Я запросто могла бы вызвать в памяти запах травы и бросить корзинку из пахучей соломы в этот роман, откровенно петляя какой-нибудь главой. Теперь для меня самое важное – назвать. Как только я погружаюсь в запах травы, опускаю в него лицо, я тут же обязана назвать его: г-н запах травы. А море, сумасшедшее море, я тоже должна познакомить его с собой, вернее, представить своему телу: это твой большой друг – море. Оно узнало его, но не бросилось навстречу. Я – нежная мать, прогуливающая в Виши капризное дитя – собственное тело. «Поздоровайся с мадам Дюпон, которая была так добра с тобой в прошлом году (или десять лет назад), когда ты болела». А ребенок упирается. Отказывается он порой и от аромата любви, и от ее колдовских чар. И я в испуге отворачиваюсь от разноцветных реклам в газетах, где прозрачное море омывает красноватые утесы, где простираются безукоризненные пляжи за тысячу триста пятьдесят франков в оба конца. «О, пусть они едут туда, – вздыхает мое зачарованное тело, – пусть они все туда едут, пусть загорают и развлекаются в тех местах, которые так часто были для меня смыслом жизни, моей любовью, моей добычей. Пусть они берегут их. Да здравствуют Средиземноморские клубы. К черту море с тем же названием!

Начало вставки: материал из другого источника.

PR #354, opened 2024-03-10
minor correction

zeelapatel:
changed officer_orm_to_json return statement

### DIFF
--- a/backend/routes/officers.py
+++ b/backend/routes/officers.py
@@ -62,7 +62,8 @@ def search_officer():
 
         if body.badgeNumber:
             officer_ids = [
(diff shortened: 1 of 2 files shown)


zeelapatel:
officer search using badgeNumber was not working because of pagination error on query.
I made changes and it works fine!

DMalone87:
Looks like we had the same idea. Fixed the first part of this in PR #352.

Mind rebasing to my branch and adding the BadgeNumber change there? I changed the way the Agency/Officer association is handled.

zeelapatel:
I tested it on postman but it gives me error. I didn't change query but there was some pagination error

PR #364, opened 2024-03-20
Frontend: Profile Page Tabs as URL Params

joshua-rdrgz:
This PR contains some changes that moves the active tab state into the URL, that way the user can navigate to different profile page tabs via the URL, and the app can dynamically switch tabs if it needs to.

# Demonstration
Screenshot 2024-03-20 at 1 31 54 PM
Screenshot 2024-03-20 at 1 31 38 PM
Screenshot 2024-03-20 at 1 32 31 PM


joshua-rdrgz:
# Build Command Replacement

With the implementation of this feature, I had to switch the "/profile" page to an SSR page instead of a static page -- this meant that using `next export` for the build commands was no longer feasible for the entire application (see more [here](https://nextjs.org/docs/messages/gssp-export)).  I've changed the build commands from `next export` to `next start`, which will spin up a NodeJS server capable of SSR for the "/profile" page.  I've also removed `next export` from the `build:ui` command, as adding `next start` to this particular command causes the build tests to never finish (the spun up server will never spin back down).

```json
  "scripts": {
    "build:dev": "env-cmd -f .env.development next build && next start",
    "build:stage": "env-cmd -f .env.staging next build && next start",
    "build:prod": "env-cmd -f .env.production next build && next start",
    "build:ui": "env-cmd -f .env.ui next build",
  },
```

mikeyavorsky:
`&& next start` will break Dockerfile.cloud as written. We need to either background that task or remove `&& next start` from the rest of the commands in package.json, and write a separate `start: next start` command.

frontend/package.json
```diff
@@ -4,10 +4,10 @@
   "private": true,
   "scripts": {
     "dev": "next dev",
-    "build:dev": "env-cmd -f .env.development next build && next export",
-    "build:stage": "env-cmd -f .env.staging next build && next export",
-    "build:prod": "env-cmd -f .env.production next build && next export",
-    "build:ui": "env-cmd -f .env.ui next build && next export",
+    "build:dev": "env-cmd -f .env.development next build && next start",
+    "build:stage": "env-cmd -f .env.staging next build && next start",
+    "build:prod": "env-cmd -f .env.production next build && next start",
```
mikeyavorsky, line 9: Please remove these `&& next start` and add a command `"start": "next start"`, or edit Dockerfile.cloud to add a ` &` to the end of the `npm run build:{...` command.

mikeyavorsky (changes requested):

frontend/package.json
joshua-rdrgz: Do we need to do both of these things?  I've adjusted the build commands to remove `next start` from them -- do I need to add `& npm run start` to the Dockerfile.cloud RUN command as well?

```json
"scripts": {
    "build:dev": "env-cmd -f .env.development next build",
    "build:stage": "env-cmd -f .env.staging next build",
    "build:prod": "env-cmd -f .env.production next build",
    "build:ui": "env-cmd -f .env.ui next build",
    "start": "next start",
  },
```

PR #366, opened 2024-03-27
use unittest to define test cases

zganger:


zganger:
I am abandoning this- further investigation reveals that some changes would be required to the purest fixtures to add them to the test classes, which would be ok, but going up the chain they depend eventually on the `db_session` fixtures provided by flask-sqlalchemy, which I can't edit. For the purposes of a project like this, we are looking at replacing this functionality with custom db connections in a base class or continuing using pytest without the unittest suite. I view this as having too limited a benefit to warrant the change required to undertake the migration.

DMalone87:
Appreciate the effort, Zach!

PR #375, opened 2024-04-18
Rename env variable POSTGRES_PORT -> PGPORT

aliavni:
Postgres requires `PGPORT` environment variable set if we need to run it on a different port. 

This PR 
1. Renames `POSTGRES_PORT` env variable to `PGPORT` so that we can run the app with the postgres port we need. Api service fails to connect to postgres without this change
2. Creates `.env.template` file for easier developer onboarding, and updates README


aliavni:
@DMalone87 one more PR here

DMalone87 (approved):

PR #376, opened 2024-04-23
Officer, Agency combined Search

hrauniya:
-Added alembic migration to set up a Postgres materialized view for the search function to search relevant Officers, Agencies.
-Migration handles insertions, deletions etc. to Agency, Officer Tables, and updates the view necessary for search.
-Search function returns most relevant results according to search terms specified in the function.

Questions:
- Should the API return every attribute of Officer, Agency found through the search or just some?
- Indication necessary as to if search result is either an Officer, or Agency?


.env.save
```diff
@@ -0,0 +1,7 @@
+POSTGRES_USER=postgres
```
hrauniya, line 1: remove this file

backend/routes/officer_agency_search.py
```diff
@@ -0,0 +1,108 @@
...
+class TSRank(GenericFunction):
+    package = 'full_text'
+    name = 'ts_rank'
+    inherit_cache = True
+
+
+bp = Blueprint("search_route", __name__, url_prefix="/api/v1/search")
+"""
+TODO:
+Convert search function to endpoint,
```
DMalone87, line 19: Is there another endpoint you're planning or is this TODO satisfied with this PR?

hrauniya: Yes, the TODO is satisfied. Forgot to remove it.

PR #386, opened 2024-05-15
Build ARM & Intel images for back-end

mikeyavorsky:
- builds and pushes linux/amd64 and linux/arm64 images to ECR
- updates pandas from 1.5.3 to 2.2.2 and installs from wheel to reduce build times


mikeyavorsky:
Doesn't work without arm64 Github Actions runner (currently in private beta?)

backend/Dockerfile.cloud
```diff
@@ -3,14 +3,20 @@
...
 ARG PDT_API_PORT=5000
 
 COPY requirements/prod.txt .
-RUN pip install -r prod.txt
+SHELL ["/bin/bash", "-o", "pipefail", "-c"]
+RUN arch=$(arch) && \
+	file=pandas-2.2.2-cp312-cp312-manylinux_2_17_${arch}.manylinux2014_${arch}.whl && \
+	url="https://pypi.debian.net/pandas/${file}" && \
+	wget ${url} && \
+	sed -i "s/pandas==1.5.3/${file}/" prod.txt
```
zganger, line 18: Probably ought to update the requirements files as well- both for any dependencies that 2.2.2 expects and so that other dockerfiles and local get the same version for testing.

mikeyavorsky: [Thanks, done.](https://github.com/codeforboston/police-data-trust/pull/386/commits/91635c5981fccb1eaec62636eb042cd03c4f7ecf)

zganger (approved):
:100:

Issue #387, opened 2024-05-22
[FEATURE] Convert the Unit property into a DB Model


DMalone87:
**Is your feature request related to a problem? Please describe.**
Each police officer working within a police department will be associated with a particular unit. For example, NYPD Officer [Kit Yung](https://www.50-a.org/officer/QHZ3) is a Sergeant in the [9th Precinct](https://www.50-a.org/command/9pct).

In our current database structure, a Unit is just a string property of the employment model ([See here](https://github.com/codeforboston/police-data-trust/blob/53fca537f431522780af2ff7e8113fa549304556/backend/database/models/employment.py#L26)). In this model, a unit exists between a single officer and a single agency. This doesn't properly represent a world where many officers can belong to the same Unit. 

**Describe the solution you'd like**
We should add a Unit model as a child of an [Agency](https://github.com/codeforboston/police-data-trust/blob/main/backend/database/models/agency.py). We can then associate the Unit object with the Employment object, properly representing the relationship.

PR #398, opened 2024-06-11
 [FEAT] Convert the Unit property into a db Unit model

RyanPark44:
Converted the unit property, in the Agency Model, into its own Unit Model.
[See issue here](https://github.com/codeforboston/police-data-trust/issues/387)

### Completed
- Created new Unit Model
- Established Unit as a child of agency
- Established an association between Unit and Employment object
- Updated Employment Model's merge_employment_records to account for Unit model
- Updated agencies and officers endpoints to reflect change to merge_employment_records
- Updated schema to include Unit model

### To do next
- Create endpoint for Unit
- Create tests for Unit

### DIFF
--- a/backend/database/__init__.py
+++ b/backend/database/__init__.py
@@ -11,6 +11,7 @@ from backend.database.core import execute_query
 #  Alembic only does a couple models, not all of them.
 
 from .models.agency import *
+from .models.unit import *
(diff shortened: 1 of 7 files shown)


DMalone87 (approved):
Looks good! Thanks, Ryan.

PR #404, opened 2024-06-26
Listen to SQS events for s3 object import from scraper

zganger:


DMalone87 (approved):
Looks good from what I can tell. Let's see if we can get it running on the cloud.

Issue #2122, opened 2024-04-19
Bug: Lightning tracking edge cases


bconlon1:
There might still be an edge case allowing item destruction from thunder balls here if the projectile is dead already and can't be found in the world: https://github.com/The-Aether-Team/The-Aether/blob/c43520d1389727c2fddc5d08691a1e29ca2ed80a/src/main/java/com/aetherteam/aether/event/hooks/EntityHooks.java#L529

just make a non damaging lightning entity

PR #2176, opened 2024-05-29
fix: check correct thunder crystal owner

bconlon1:
#2122


OzPayn (approved):
seeeeems to be working

PR #2178, opened 2024-05-30
Fix Bronze Dungeon Vertical Tunnel crash

Drullkus:
Fixes crash when a Bronze Dungeon attempts to generate a tunnel shaft when its ceiling is higher than terrain's top surface. Also includes some other safety measures in case of wackiness from customizations


bconlon1 (approved):
lgtm

Issue #2035, opened 2024-02-24
Bug: Entities like Zephyrs still have some issues with spawning in spaces they shouldnt


bconlon1:
They seem to still be able to spawn in rooms and enclosed areas that aren't fully in view of skylight.

indrada:
I've been unable to reproduce this bug. Can you specify how this bug was produced or add screenshots of the location where the zephyr spawned?
![2024-06-09_01 02 35](https://github.com/The-Aether-Team/The-Aether/assets/61097641/1858ea34-24fd-49ba-8b7c-bcfd86ad7a03)

PR #2182, opened 2024-06-09
fix: Changed Aerwhale and Zephyr spawning behavior...

indrada:
fix: Changed Aerwhale and Zephyr spawning behavior to check entire hitbox for sky visibility

closes issue #2035

---


bconlon1 (changes requested):
It may be good to make a helper method in `aether.entity.EntityUtil` for this that takes the distance (like 1 or 2) as a parameter). The written code also doesn't seem to be used for the Aerwhale. For code cleanliness there should also always be spaces after commas, after `for`, and between `=` in local variable assignment.

bconlon1 (approved):

Issue #2181, opened 2024-06-04
[1.20.1] The Title Screen doesn't always switch to the Aether version


Flexico:
### What Feature Types Apply to This Bug?

Gui

### What Type of Bug Is This?

Annoyance

### Forge Version

47.2.32

### The Aether Version

1.4.2

### Client Log

https://gist.github.com/Flexico/292dca4160d01c5af696e242e11b0bcf

### Steps to Reproduce

Run the game; sometimes the Aether title screen appears, and sometimes it's just the normal Minecraft title screen. I can click the button to switch between them if the Aether version loads, but if the MC version shows up, the button is still there but nothing happens when I click it.

### What You Expect To Happen

Aether title screen appears

### What Actually Happened

About half the time I get the MC screen

### Please Read and Confirm The Following

- [X] I have confirmed this bug can be replicated without the use of Optifine.
- [X] I have confirmed this bug is on the most recently supported version of Minecraft.
- [X] I have confirmed the details provided in this report are concise as possible and does not contain vague information (ie. Versions are properly recorded, answers to questions are clear).
- [X] I have confirmed this bug is unique and has not been reported already.
- [X] If playing on a modpack, I have reported this bug to their issue tracker already.
- [X] I have confirmed that I'm reporting a bug in The Aether I, not The Aether II.

bconlon1:
Can you please provide your list of mods?

Flexico:
There's a bunch... ^^;
![image](https://github.com/The-Aether-Team/The-Aether/assets/5751770/88ec258f-01e1-488d-9cba-00f15bc4defd)

bconlon1:
In that case, would you be able to narrow down the list to see if you can find what which specific mod combination is causing the title screen issue?

Flexico:
Good call! I'll try that.
...
With only the Aether installed, I loaded the game 5 times and it showed the correct menu every time. I get a feeling the word "sometimes" will become a headache. XD
...
I'll get back with you when I have more experimental results.

PR #2184, opened 2024-06-10
fix: Adjusted toggleBetweenMenus function to never return null, in or…

indrada:
fix: Adjusted toggleBetweenMenus function to never return null, in order to fix menu button not working when other mods adjust active_menu

closes issue #2181


bconlon1 (approved):
lgtm

PR #2188, opened 2024-06-12
feat: Split Sentry jump and squish sound events, add a silent ambient sound with no subtitle for configurability purposes

Zepalesque:
This splits the squish and jump sound for Sentries, which previously both used the jump sound, and gives sentries a silent ambient sound without a subtitle, for the purpose of allowing it to be overriden with a resource pack ~~(such as in Redux's built-in packs lol)~~

---


src/main/java/com/aetherteam/aether/data/generators/AetherSoundData.java
```diff
@@ -558,6 +558,17 @@ public void registerSounds() {
...
+        this.add(AetherSoundEvents.ENTITY_SENTRY_SQUISH,
+                definition().with(
+                        sound("minecraft:mob/slime/big1"),
+                        sound("minecraft:mob/slime/big2"),
+                        sound("minecraft:mob/slime/big3"),
+                        sound("minecraft:mob/slime/big4")
+                ).subtitle("subtitles.aether.entity.sentry.squish")
+        );
+        this.add(AetherSoundEvents.ENTITY_SENTRY_AMBIENT,
+            definition().with(sound("aether:generic/silence"))
```
bconlon1: Instead of needing a silent file, couldn't you just not generate an entry for the unused ambient sound effect?

bconlon1 (changes requested):

src/main/java/com/aetherteam/aether/data/generators/AetherSoundData.java
Zepalesque: hmm, yeah good point

Zepalesque: ok, fixed it

bconlon1 (approved):
lgtm

PR #2195, opened 2024-06-18
fix: no more dark sky below y=60

bconlon1:


OzPayn (approved):
yep that seems to work

PR #2196, opened 2024-06-18
build: machete optimization

bconlon1:
based on #2014


OzPayn (approved):
lgtm

rhysdh540:
One note of warning—you’ve turned on debug symbol stripping for class files, and while that saves a lot of space, it also makes stacktraces with aether stack frames in them much harder to read. If that’s okay with you, then ignore this.

Issue #2115, opened 2024-04-17
Feature Request: Configurable dimension list for sun altar functionality


bconlon1:
Would need to abstract the time scale to not depend on the 3x length of day in the Aether.

PR #2200, opened 2024-06-21
feat: configurable sun altar dimension list

bconlon1:
#2115


OzPayn (approved):
seems to be working now!

Issue #1988, opened 2024-01-20
Feature Request: More Spawn Prevention


bconlon1:
Aechor Plants
- Placing flowers will prevent Aechor Plants from spawning in a range.

Swets
- Applying a Swet Cape to a banner will create a custom Swet Banner (made with vanilla patterns, similar to the Ominous Banner) which prevents Swet spawning.
- Swet Capes on armor stands and maybe possibly in item frames will also deter Swet spawning.

bconlon1:
Should probably include book of lore info for this.

PR #2201, opened 2024-06-21
feat: aechor plant and swet spawn prevention methods

bconlon1:
#1988


OzPayn (approved):
hard to test a negative but I think this is all working correctly now!

Issue #2128, opened 2024-04-23
Bug: Player relogs into the Aether even if logging out in another dimension


darklotus781:
### What Feature Types Apply to This Bug?

System

### What Type of Bug Is This?

Unexpected Behavior

### Forge Version

47.2.16

### The Aether Version

1.4.0

### Is This Bug a Conflict With Another Mod?

No

### Client Log

Nothing

### Steps to Reproduce

Occasionally when a player logs out in a different dimension, they will login in the Aether at the coords they logged out from which means the can essentially be trapped a long ways from their base or portal.
This seems to be related to the server setting in the Aether config to spawn in the Aether and not in the overworld.
It doesn't seem to be dimension specific either, can be Overworld -> Aether or The Nether -> Aether.

### What You Expect To Happen

Realistically, the player should relog and join the world in the dimension and coords they logged out from.

### What Actually Happened

Player logs in and is placed in the Aether at the coords they logged out from even if the dimension was different.

### Additional Details

I cannot reliably reproduce this but I wonder if it's a timing issue.  I haven't looked at your code to fully understand how it's determining when / where to place the player in the overworld but this is the only mod that does that, it's a modpack I built and is heavily customized with KubeJS but nothing that affects which dimension a player relogs or spawns in.

### Please Read and Confirm The Following

- [X] I have confirmed this bug can be replicated without the use of Optifine.
- [X] I have confirmed this bug is on the most recently supported version of Minecraft.
- [X] I have confirmed the details provided in this report are concise as possible and does not contained vague information (ie. Versions are properly recorded, answers to questions are clear).
- [X] I have confirmed this issue is unique and has not been reported already.
- [X] If playing on a modpack, I have reported this issue to their issue tracker already.

darklotus781:
FYI, this also affects players when they die.  Not all the time, but sometimes a player will die in the overworld or nether with a respawn anchor or bed in that dimension but still respawns in the Aether dimension instead of the other dimension.

PR #2203, opened 2024-06-22
improv: fix issues with spawning into aether

bconlon1:
#2128


OzPayn (approved):
struggled to replicate the bug but so far this doesn't seem to break anything so Im gonna approve it

PR #2214, opened 2024-06-25
feat: Add fields for Structure Processors to dungeon structures

Zepalesque:
This pull request adds Structure Processor fields to the dungeon structure codecs, with the purpose of them being so that addons can both add new blocks to the fields, as well as potentially modify the existing ones as well

---


bconlon1 (approved):
ltgm

Issue #2229, opened 2024-07-26
Bug: Flamarang (from Quark mod) does not damage Slider.


AxolotlAccount:
### What Feature Types Apply to This Bug?

Entity, Item

### What Type of Bug Is This?

Compatibility

### Forge Version

47.3.5

### The Aether Version

1.20.1-1.4.2-neoforge

### Client Log

https://gist.github.com/AxolotlAccount/d8ae2cc71205dd96621ab92c2a31a9be

### Steps to Reproduce

1. Use The Aether mod with Quark mod.
2. Enter Slider boss room.
3. Attack it by throwing Flamarang (from Quark mod) to it.

### What You Expect To Happen

Slider should get damaged, just like when Pickarang (from Quark mod) is thrown at it.

### What Actually Happened

Game gives "Hmm. Perhaps I need to attack it with a Pickaxe?" warning.

### Please Read and Confirm The Following

- [X] I have confirmed this bug can be replicated without the use of Optifine.
- [X] I have confirmed this bug is on the most recently supported version of Minecraft.
- [X] I have confirmed the details provided in this report are concise as possible and does not contain vague information (ie. Versions are properly recorded, answers to questions are clear).
- [X] I have confirmed this bug is unique and has not been reported already.
- [X] If playing on a modpack, I have reported this bug to their issue tracker already.
- [X] I have confirmed that I'm reporting a bug in The Aether I, not The Aether II.

PR #2240, opened 2024-08-16
fix: flamerang compat

bconlon1:
#2229


OzPayn (approved):
cant test but if this doesnt work when backported I will be angry
approved (but on thin ice)

PR #1650, opened 2018-12-07
/review/counter page UI

ds300:
Hello friends!

This implements the initial UI for the counter offer review page. It also does a couple of other things:

- Expands on the the redirect logic refactor from a few days ago to allow decoupling the route hierarchy from the redirect rules hierarchy. e.g. this route and a few others fall under `/review/*` but should not share the same logic as the main `/review` page.
- Builds the `TransactionDetailsSummary` on top of `StepSummaryItem` rather than `StackableBorderBox`, to allow us to specify the `title` and `onChange` props that make this happen:  
   image
- Also updates the `TransactionDetailsSummaryItem` to allow us to specify which 'context' price appears below the main price. e.g. 
   image
   vs
   image

 
Desktop

image

Mobile

image

We are still working on the mutation side of things so that will come in a follow-up PR.

### DIFF
--- a/src/Apps/Order/Components/ConditionsOfSaleDisclaimer.tsx
+++ b/src/Apps/Order/Components/ConditionsOfSaleDisclaimer.tsx
@@ -1,0 +1,13 @@
+import { Link, Sans, SansProps } from "@artsy/palette"
+import React from "react"
+
+export const ConditionsOfSaleDisclaimer: React.SFC<
+  Partial<SansProps>
+> = props => (
+  <Sans size="2" color="black60" {...props}>
+    By clicking Submit, I agree to Artsy’s{" "}
+    <Link href="/conditions-of-sale" target="_blank">
+      Conditions of Sale.
+    </Link>
+  </Sans>
+)
--- a/src/Apps/Order/Components/TransactionDetailsSummaryItem.tsx
+++ b/src/Apps/Order/Components/TransactionDetailsSummaryItem.tsx
@@ -2,28 +2,27 @@ import { TransactionDetailsSummaryItem_order } from "__generated__/TransactionDe
 import React from "react"
 import { createFragmentContainer, graphql } from "react-relay"
 
-import {
-  Flex,
-  FlexProps,
-  Sans,
-  Serif,
-  Spacer,
-  StackableBorderBox,
-} from "@artsy/palette"
+import { Flex, Sans, Serif, Spacer } from "@artsy/palette"
+import { StepSummaryItem, StepSummaryItemProps } from "Styleguide/Components"
 
-export interface TransactionDetailsSummaryItemProps extends FlexProps {
+export interface TransactionDetailsSummaryItemProps
+  extends StepSummaryItemProps {
   order: TransactionDetailsSummaryItem_order
   offerOverride?: string | null
   useLastSubmittedOffer?: boolean
+  offerContextPrice?: "LIST_PRICE" | "LAST_OFFER"
 }
 
 export class TransactionDetailsSummaryItem extends React.Component<
   TransactionDetailsSummaryItemProps
 > {
+  static defaultProps: Partial<TransactionDetailsSummaryItemProps> = {
+    offerContextPrice: "LIST_PRICE",
+  }
   render() {
     const { offerOverride, order, ...others } = this.props
     return (
-      <StackableBorderBox flexDirection="column" {...others}>
+      <StepSummaryItem {...others}>
         {this.renderPriceEntry()}
         <Spacer mb={2} />
         <Entry label="Shipping" value={this.shippingDisplayAmount()} />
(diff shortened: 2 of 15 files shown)


artsyit:

Built with commit 154458fc2b9613b1210ee651665377687e66421a

https://deploy-preview-1650--artsy-reaction.netlify.com

src/Apps/Order/Routes/Counter/index.tsx
```diff
@@ -0,0 +1,207 @@
...
+          contactEmail="orders@artsy.net"
+          detailText={this.state.errorModalMessage}
+          headerText={this.state.errorModalTitle}
+        />
+      </>
+    )
+  }
+}
+
+const ConditionsOfSaleDisclaimer = () => (
```
sweir27: Do you think it's worth extracting this into a separate component? Looks like we'll have to use it in each of the flows.

src/Apps/Order/redirects.tsx
```diff
@@ -101,6 +102,19 @@ const goToReviewIfOrderIsPending: RedirectPredicate = ({ order }) => {
   }
 }
 
+const goToRespondIfMyLastOfferIsNotMostRecentOffer: RedirectPredicate = ({
+  order,
+}) => {
+  if (
+    order.myLastOffer &&
+    order.lastOffer &&
+    moment(order.myLastOffer.createdAt).isAfter(order.lastOffer.createdAt)
```
sweir27: Instead of comparing timestamps, should we just verify that the `id`s on these offers are the same?

src/Apps/Order/Components/TransactionDetailsSummaryItem.tsx
```diff
@@ -2,36 +2,35 @@ import { TransactionDetailsSummaryItem_order } from "__generated__/TransactionDe
...
-export interface TransactionDetailsSummaryItemProps extends FlexProps {
+import { Flex, Sans, Serif, Spacer } from "@artsy/palette"
+import { StepSummaryItem, StepSummaryItemProps } from "Styleguide/Components"
+
+export interface TransactionDetailsSummaryItemProps
+  extends StepSummaryItemProps {
   order: TransactionDetailsSummaryItem_order
   offerOverride?: string | null
   useLastSubmittedOffer?: boolean
+  offerContextPrice?: "LIST_PRICE" | "LAST_OFFER"
```
sweir27: #minor but since we're adding a new param to this component, it would be nice to add a story to `TransactionDetailsSummaryItem` so we can visualize.

src/Apps/Order/redirects.tsx
```diff
@@ -161,25 +184,34 @@ export const shouldRedirect = ({
     return false
   }
 
-  const locationParts = location.pathname.split("/").slice(3)
-
-  function traverse(node: RedirectRecord, path: string[]): void {
+  function traverse(node: RedirectRecord, path: string): void {
```
sweir27: Do you think the current test coverage in `redirects` is enough to handle the new logic that we're adding here?

It seems to cover our current cases but I'm wondering if we should add some unit-level tests for this method.

src/Apps/Order/redirects.tsx
```diff
@@ -139,6 +153,15 @@ const redirects: RedirectRecord = {
         goToPaymentIfPaymentIsNotCompleted,
       ],
     },
+    {
+      path: "review/counter",
```
sweir27: Can we add some tests to our current `redirects` test file to capture this new case? 😄 

And also, thanks for adding it!! Nice to see this logic is easy to extend. 🎉

src/Apps/Order/redirects.tsx
ds300: 🤔 I think they shouldn't be the same. If the user makes a counteroffer they will be different. Also they will be different before the buyer makes a counteroffer because the buyer made an initial offer at some point. So I think we need to check that the current `myLastOffer` came after the current `lastOffer`

src/Apps/Order/Components/TransactionDetailsSummaryItem.tsx
ds300: I'll add a test as well.

src/Apps/Order/redirects.tsx
ds300: I think that the test coverage would be good enough if we add a test for the "review/counter" route, but also that unit tests which explicitly talk about this method would be really helpful for people who need to modify it in the future.

ds300: How do you feel about us doing that in a separate PR?

src/Apps/Order/redirects.tsx
sweir27: Ohhh duh you're totally right. Don't know where I was this morning 😅

src/Apps/Order/redirects.tsx
sweir27: Seems 👍 !

ds300: Added a ticket: https://artsyproduct.atlassian.net/browse/PURCHASE-717

src/Apps/Order/Components/ConditionsOfSaleDisclaimer.tsx
```diff
@@ -0,0 +1,13 @@
+import { Link, Sans, SansProps } from "@artsy/palette"
+import React from "react"
+
+export const ConditionsOfSaleDisclaimer: React.SFC<
```
sweir27: Thank you!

Пусть оно резвится с юными завсегдатаями или со старыми, с туристами – бедное, безумное море! Я больше не буду его воспевать, я его забуду; впрочем, нет, однажды, в какой-нибудь подходящий день, в апреле например, я случайно поеду туда, рассеянно окуну в него ногу или руку, зябко поеживаясь. Оно и я, как много раз прежде…» Наверное, грустно стареть: больше не узнавать своих. И что я скажу об этих многочисленных телах, которые шагают рядом с моим, через пятнадцать лет, с которыми засыпаю или время от времени оживляюсь и от которых теперь бегу, как будто я стала воплощением того, о чем говорит Элюар: «Худое, рвущееся ввысь тело, зверь, любимый в детстве, – это тело растерянной птицы»?


Себастьян поднимался по лестнице ступенька за ступенькой, то и дело с трудом переводя дух. Шестой этаж был для него все-таки высоковат. И не потому, что ему мешал слишком большой вес, дело было в десяти тысячах сигарет, выкуренных давно и недавно, и десяти тысячах стаканов всяких напитков – их разнообразие и сейчас заставило его улыбнуться. И правда, в последние годы завелась привычка вспоминать напитки, а не женщин, как это было раньше. Был год коктейля «Негрони», соответствующий году Недды, год сухого мартини, соответствующий году Мариэллы Деллы, хоть это и длилось больше года. Год рома, в Бразилии, с Анной Марией. Как все это было весело, бог ты мой! В конечном счете, он не был ни ходоком, ни любителем выпить, просто его восхищало соединение вина и женщин. В любом случае господствующей величиной существования была его сестра Элеонора, она, и только она, без вина и вместе со всем вином в мире. Во все времена жизнь без нее, вино без нее были все равно что пресная вода. В самом деле, куда удобнее, когда кто-то смотрит за тобой, даже если этот кто-то – что бы она там ни говорила – еще больший раб, чем ты сам. Время от времени она взбадривалась, выходила замуж, исчезала, и через несколько путаных месяцев и многочисленных ссор, о которых она рассказывала не иначе, как по прошествии долгого времени и всегда весело смеясь, она возвращалась. Богатая или бедная, изнуренная или пышущая здоровьем, грустная или веселая, но всегда сумасбродная, несравненная, прекрасная Элеонора, его сестра, возвращалась к нему.